(Task material begins)
PR #821, opened 2022-05-02
Fix merchant claim 

tintinthong:
Fix merchant claim that returns `invalid character` error 

### Description

The function of `toString` within `bignumber.js` is problematic. If an explicit config is not set, it will return a string representation in exponential notation.

```
const { BigNumber, isBigNumber } = require("bignumber.js");
const web3 = require("web3")
let o = "1000000000000000000000" // 21 decimal places it turns into exponential notation 
o = new BigNumber(o)
console.log(o.toString()) //1e+21
console.log(o.toFixed()) //1000000000000000000000
```

See [here](https://mikemcl.github.io/bignumber.js/#exponential-at).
(Task material ends)
**Task requirements:** Would you transcribe the records above exactly, leaving nothing out?

**Solution:**
PR #821, opened 2022-05-02
Fix merchant claim 

tintinthong:
Fix merchant claim that returns `invalid character` error 

### Description

The function of `toString` within `bignumber.js` is problematic. If an explicit config is not set, it will return a string representation in exponential notation.

```
const { BigNumber, isBigNumber } = require("bignumber.js");
const web3 = require("web3")
let o = "1000000000000000000000" // 21 decimal places it turns into exponential notation 
o = new BigNumber(o)
console.log(o.toString()) //1e+21
console.log(o.toFixed()) //1000000000000000000000
```

See [here](https://mikemcl.github.io/bignumber.js/#exponential-at).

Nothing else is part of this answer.